PR #1238, opened 2024-07-24
[ABW-3649] Improve the address details actions to support increased font size

danvleju-rdx:
Jira ticket: [ABW-3649](https://radixdlt.atlassian.net/browse/ABW-3649)

## Description
- Removed unnecessary horizontal padding for actions
- Added multiline stack for cases when font size is too big
- Fixed icons

### Notes
As shown in screenshot 3, since the screen is not scrollable, the QR code becomes smaller as the font size increases.

## Screenshot

| 1 | 2 | 3 |
| - | - | - |
| IMG_0032 | IMG_0030 | IMG_0031 |

[ABW-3649]: https://radixdlt.atlassian.net/browse/ABW-3649?atlOrigin=eyJpIjoiNWRkNTljNzYxNjVmNDY3MDlhMDU5Y2ZhYzA5YTRkZjUiLCJwIjoiZ2l0aHViLWNvbS1KU1cifQ


RadixWallet/Core/FeaturePrelude/AddressView/AddressDetails+View.swift
```diff
@@ -94,22 +94,35 @@ public extension AddressDetails {
 			.animation(.easeInOut, value: store.qrImage.isSuccess)
 		}
 
+		@ViewBuilder
 		private var actions: some SwiftUI.View {
-			HStack(spacing: .large3) {
-				Button(L10n.AddressDetails.copy, image: .copy) {
+			FlowLayout(multilineAlignment: .center, spacing: .large3) {
+				actionButton(L10n.AddressDetails.copy, image: .copyMedium) {
```
matiasbzurovski, line 100: If we are already resizing the image, why not use `copy-big` (that is 24x24`) and avoid adding a new asset?

RadixWallet/Core/FeaturePrelude/AddressView/AddressDetails+View.swift
```diff
@@ -94,22 +94,35 @@ public extension AddressDetails {
 			.animation(.easeInOut, value: store.qrImage.isSuccess)
 		}
 
+		@ViewBuilder
 		private var actions: some SwiftUI.View {
-			HStack(spacing: .large3) {
-				Button(L10n.AddressDetails.copy, image: .copy) {
+			FlowLayout(multilineAlignment: .center, spacing: .large3) {
```
matiasbzurovski, line 99: I believe we should decrease this spacing as well.

matiasbzurovski (changes requested):
Not part of this, but given we are fixing the view for larger font types I believe we should also make sure that the address is fully displayed on bigger fonts.
This is, edit the `fullAddress` on line `154` to be as this:
```Swift
Text(colorisedText)
    .fixedSize(horizontal: false, vertical: true)
```

This way it look like the image on the right, and not like the one on the left

RadixWallet/Core/FeaturePrelude/AddressView/AddressDetails+View.swift
danvleju-rdx: Hmm, not sure how much. Reducing this space will deviate from the design.

GhenadieVP (approved):

matiasbzurovski (approved):

PR #1249, opened 2024-07-26
Stacked cards effect

matiasbzurovski:
## Description
This PR shows an attempt to have the stacked cards effect on the NFT cards when they are not expanded.

### Notes
If we decide to move forward with this approach, we should use proper assets (and not a screenshot without the background removed 😅).

## Video
[Video](https://drive.google.com/file/d/1YbCZZpr64Nggu_mHrNbXtZArjyyBhnNw/view)


kugel3:
If the idea is to show a picture of stacked cards I don't think that's a good idea. Why not just put dummy cards there in that case?

kugel3:
The same way you put an image there... This puts a photo behind the card, you can also just put some empty cards behind the card. But ideally I would just animate the layout, and use actual cards. That's how this used to work.

matiasbzurovski:
I couldn't find a way of doing what you say here (similar to what we do on New Account completion view), given in this case we are putting elements inside a `List`. Please give it a try if you want, I believe what you had in mind used to work when the elements where inside a `VStack` but I may be missing something.

RadixWallet/Features/AssetsFeature/Components/NonFungibleAssetList/Components/Row/NonFungibleAssetRow+View.swift
```diff
@@ -70,14 +71,38 @@ extension NonFungibleAssetList.Row.View {
...
+
+	var rowBackground: some View {
+		Group {
+			switch stackedCards {
+			case 0:
+				Color.white
+			case 1:
+				Image(.listBackgroundSimple).resizable()
+			default:
+				Image(.listBackgroundMultiple).resizable()
```
kugel3, line 100: This could just be a view containing two empty cards, rather than an image. But as I said, we should do it the proper way. Probably this list should be a UICollectionView anyway.

RadixWallet/Features/AssetsFeature/Components/NonFungibleAssetList/Components/Row/NonFungibleAssetRow+View.swift
```diff
@@ -70,14 +71,38 @@ extension NonFungibleAssetList.Row.View {
...
+			0
+		} else if self.resource.nonFungibleIdsCount == 1 {
+			1
+		} else {
+			2
+		}
+	}
+
+	var rowBackground: some View {
+		Group {
```
kugel3, line 93: Is there a particular reason to not just annotate this with `@ViewBuilder` and skip the Group?

RadixWallet/Features/AssetsFeature/Components/NonFungibleAssetList/Components/Row/NonFungibleAssetRow+View.swift
matiasbzurovski: Yes, the idea is to move this to a UIKit collection.

I tried making this view two empty cards, it didn't work as it wouldn't "exceed" the original card bounds.

RadixWallet/Features/AssetsFeature/Components/NonFungibleAssetList/Components/Row/NonFungibleAssetRow+View.swift
matiasbzurovski: no, same result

Assignment ::
When the word "proper" occurs in a line above, list that line.

Task solution ::
If we decide to move forward with this approach, we should use proper assets (and not a screenshot without the background removed 😅).
kugel3, line 100: This could just be a view containing two empty cards, rather than an image. But as I said, we should do it the proper way. Probably this list should be a UICollectionView anyway.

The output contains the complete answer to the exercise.